Seit Ihr da öfters unterwegs?

Grüße
Sascha


----------



## flake77 (14. Mai 2009)

warst du da der Typ der Richtung Petersberg hochgeschoben hat?


----------



## speedos (14. Mai 2009)

ne war ich nicht.. letzten Sonntag war ich nicht am Petersberg. Falls Ihr das gewesen seid, bin ich am Lohrberg an euch vorbei geschliddert.


----------



## ZwiebelII (14. Mai 2009)

flake77 schrieb:


> warst du da der Typ der Richtung Petersberg hochgeschoben hat?
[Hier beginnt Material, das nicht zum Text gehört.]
PR #5621, opened 2026-05-28
docs: add Clipboard API article

mshabarov:
Related-to https://github.com/vaadin/flow/issues/17703

### DIFF
--- a/articles/flow/advanced/clipboard-api.adoc
+++ b/articles/flow/advanced/clipboard-api.adoc
@@ -1,0 +1,159 @@
+---
+title: Clipboard API
+page-title: How to use the Clipboard API in Vaadin
+description: Using the Clipboard API to copy text and HTML to the user's clipboard from the server.
+meta-description: Learn how to copy text and HTML to the user's clipboard in Vaadin applications using the server-side Clipboard API.
+order: 113
+---
+
+
+= Clipboard API
+:toc:
+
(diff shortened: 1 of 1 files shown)


articles/flow/advanced/clipboard-api.adoc
```diff
@@ -0,0 +1,159 @@
...
+The Clipboard API does not expose a permission state the same way other browser APIs do, so there is no separate availability signal -- handle errors at the point of the write.
+
+
+== User Gesture Requirement
+
+The Clipboard API requires every write to happen inside a fresh user gesture, which is why [methodname]`Clipboard.onClick(component)` is the only entry point. A few consequences:
+
+- Writes cannot be initiated from a background thread, a scheduled task, or a server push. The gesture must originate in the browser.
+- Each click is one gesture. Chaining multiple [methodname]`write*` calls on the same binding attaches multiple actions to the same click, but each one needs to succeed against the browser's gesture budget.
+- If the application performs a long server round-trip before the write call, the browser may consider the gesture stale and reject the write. Keep the action attached to the click rather than scheduling it through [methodname]`ui.access()`.
```
platosha: The last bit is a bit confusing: with the API structure given in this article, `ui.access()` isn't applicable at all, because `Clipboard.onClick()` does not allow arbitrary click handlers. I'd suggest to remove this, as there's hopefully enough context for understanding this limitation. Alternatively, could be rewritten with this in mind:

```suggestion
- If the application performs a long server round-trip before the write call, the browser may consider the gesture stale and reject the write. Therefore, the [methodname]`Clipboard.onClick(component)` entrypoint does not allow click handlers other than [methodname]`write*` calls.
```

platosha (changes requested):

articles/flow/advanced/clipboard-api.adoc
mshabarov: Agreed. Remove the last sentence .

platosha (approved):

Das war doch einer mim Alutech, aber scheinbar keiner aus dem Forum.

@speedos
ja, kann mich entsinnen.
Ich mag solche Bodenverhältnisse, die machen das 7-Geb. erst richtig spannend


----------



## sykostar (14. Mai 2009)

Vielleicht war ich das


----------



## ZwiebelII (14. Mai 2009)

Dann mal Hallo.

Wo bist du runter, Bittweg?
Hatte an dem Tag noch nen technischen Defekt, leider auch noch kurz vor dem Ende an der eigentlich interessantesten Stelle


----------



## sykostar (14. Mai 2009)

Puh!!! Frag mich was leichteres. Keinen Plan wie der Weg hieß, aber es ging Richtung Oberdollendorf und dann hab ich unten noch eine längere Treppe gefunden. Kenn die ganzen Spots hier leider noch nicht


----------



## ZwiebelII (14. Mai 2009)

Ne, dann wars nicht der Bittweg (ist der beste vom Petersberg runter), da kommst du unten in K-winter hinterm Lemmerz raus.
Schöne Highspeed-Strecke, im unteren Teil natürliche Anlieger


----------



## sykostar (14. Mai 2009)

Ahh!!! Den bin ich dann wohl hochgekommen.


----------



## Cerial88 (14. Mai 2009)

dann muß der papa heute wohl mal ne gisela patrol machen
mitem sack und nem knüppel


----------



## MTB-News.de




----------



## Der Schnelle (14. Mai 2009)

Also ich hab am Sonntag Abend zur Löwenburg raufgeschoben! Vieleicht war ich es ja! 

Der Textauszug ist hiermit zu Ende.